Vehicle collisions and increases in collision rates during wet conditions are one of the major safety concerns for the NCDOT. Collision rates increase when the surface is wet because skid resistance reduces under these conditions. The precise amount of loss is dependent on many factors, but the consensus among experts is that pavement friction and macrotexture are important factors that affect the skid resistance and changes in this resistance under wet conditions.
Although the NCDOT actively addresses skid resistance issues as they are identified, recent studies have shown that friction and, more notably macrotexture, are negatively affected when the pavements are newly overlaid. While the current studies have successfully identified the potential for issues in recently overlaid projects, they have not yet provided the DOT with a pavement friction and marotexture performance model. That is a function or set of functions capable of capturing and quantifying the magnitude of the change due to an overlay and the longer-term temporal changes in friction and macrotexture over the lifetime of the pavement surface. Without these performance curves it is difficult to impossible to identify performance thresholds, limits on friction and macrotexture that warrant investigation or intervention, and subsequently manage friction performance across the roadway network.
Likewise, the DOT does not have a robust set of data that will allow them to identify specific mixture related causative effects that can contribute to a higher or lower likelihood of surface issues immediately after an overlay and over time.
With respect to this need, the proposed research plan will achieve three objectives; 1) characterize friction and texture performance models, 2) develop friction and texture performance thresholds, and 3) identify asphalt mixture compositional factors (gradation, asphalt content, etc.) that affect the as-constructed macrotexture and friction.
These objectives will be met with five tasks:
1. The relevant literature on friction and macrotexture performance models, threshold analysis, and mixture compositional effects on friction and macrotexture will be reviewed and summarized.

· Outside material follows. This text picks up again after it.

PR #2568, opened 2026-08-21
fix(tools): confine a caller-named file to the directory that was validated

### LINKED ISSUE #2567: validate_save_path checks the directory, but the file is composed after it - so a traversal reaches the write through filename or format
## Summary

2. Existing continuous friction tests and macrotexture measurements from North Carolina roadways will be cataloged along with relevant pavement details for the sites.
3. Data will be collected to complement and supplement the existing data catalog so that the research team can meet the above stated objectives.
4. The data collected in Task 3 will be analyzed to first calibrate the performance models, then to identify performance thresholds, and finally to detect the asphalt mixture composition related factors that contribute to good or poor performing pavement surfaces with respect to skid resistance.
5. A final report summarizing the methodology, results, and recommendations will be prepared.
The primary outcome of the proposed research will be an initial set of performance models that can be used to assess immediate and potentially long-term friction/macrotexture issues. The research will also produce a set of threshold limits for friction/macrotexture where investigatory and intervention steps need to be taken to control for safety. Finally, the research will produce information on the mixture design factors that contribute to higher or lower friction/macrotexture.
These outcomes can be used by the Traffic Safety and Materials and Test Units of the North Carolina DOT to predict and manage friction and texture performance on roadways and to understand when measurements represent a potential hazard exists. It will also be used to help identify asphalt mixtures with potential friction and macrotexture issues and develop better guidelines, specifications, and operational controls (if necessary) for recently overlaid pavements. This could lead to reduced collision rates on these pavements. overall improved procedures for flexible pavement overlay operations.